# Transfer of funds from overseas



## wayneL (16 August 2021)

Mrs has a few shekels coming from the UK and wondering if anyone has any experiences in foreign exchange... Foreign exchange versus SWIFT or whatever system.

It's a sum worthy of doing the sums on.


----------



## aus_trader (17 August 2021)

I've used OFX for international money transfers. They used to be called OzForex and are established and asx listed.

OFX Group Ltd (asx: OFX).

Either can use their website online:









						OFX | International Money Transfers (formerly OzForex)
					

Make fast and secure international money transfers with OFX (formerly OzForex). Register today and save with better exchange rates than the big banks.




					www.ofx.com
				




or call them and talk to a real person who can help with transfers.

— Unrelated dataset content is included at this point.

PR #243, opened 2022-09-20
Replace startActivityForResult with ActivityResultLauncher

ankur2136:
startActivityForResult is deprecated in favor of ActivityResultLauncher.

The sample isn't using the RequestCode. Future usage of ActivityResultsLaunched should include the resultCode inside the intent instead of passing it as a separate param.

I don't have a conflict of interest but I changed to them after I found the fees were higher on local banks and exchange rate offered allowed more bank for your buck.


----------



## Joe Blow (17 August 2021)

I've used these guys to send money overseas in USD: https://wise.com/au/

The fees were very reasonable and the transfer happened quickly and without any issues. I haven't received any funds using them, but I assume that it's just as simple a process as sending.


----------



## qldfrog (17 August 2021)

aus_trader said:


> I've used OFX for international money transfers. They used to be called OzForex and are established and asx listed.
> 
> OFX Group Ltd (asx: OFX).
> 
> ...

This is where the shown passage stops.